Task item » Begin with the line containing "I can see why" and end with the last line of the data below; return those lines exactly, and only those.

Stored data
==============================

PR #430, opened 2023-10-03
Don't overcount expanded sum terms in documentation

garrison:
Since these sums start with 0, they should end with $N-1$; else, there are $N+1$ terms.  Even though we don't explicitly define `N` or `M`, it is most natural for `N` to represent the number of observables or Cholesky operators, rather than have it be one off from that number.


IbrahimShehzad (approved):
Looks good to me.

PR #431, opened 2023-10-03
Use single gate (`SXGate`) to rotate from Z to Y measurement basis

garrison:
While reading the OpenQASM 3 paper (page 24 of https://arxiv.org/abs/2104.14722v2), I noticed that there is actually a way to rotate to the Y basis to the Z basis in a single parameterless gate.  We might as well use that (most efficient) method here before it gets repeated many times after we generate many subexperiments.


caleb-johnson (approved):
Sweet, nice catch

PR #432, opened 2023-10-04
Update index.rst

MonitSharma:


garrison:
> Circuit cutting is a technique to increase the size of circuits we can run on quantum hardware

I can see why this wording is confusing.  Indeed, circuit cutting _decreases_ the size of the (transpiled) circuit, but the result of that is to run a larger circuit than would otherwise be possible.

MonitSharma:
Yeah . I saw that the moment i sent the PR. That's why I closed it so fast.
Thanks for replying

==============================

Solved exercise »
I can see why this wording is confusing.  Indeed, circuit cutting _decreases_ the size of the (transpiled) circuit, but the result of that is to run a larger circuit than would otherwise be possible.

MonitSharma:
Yeah . I saw that the moment i sent the PR. That's why I closed it so fast.
Thanks for replying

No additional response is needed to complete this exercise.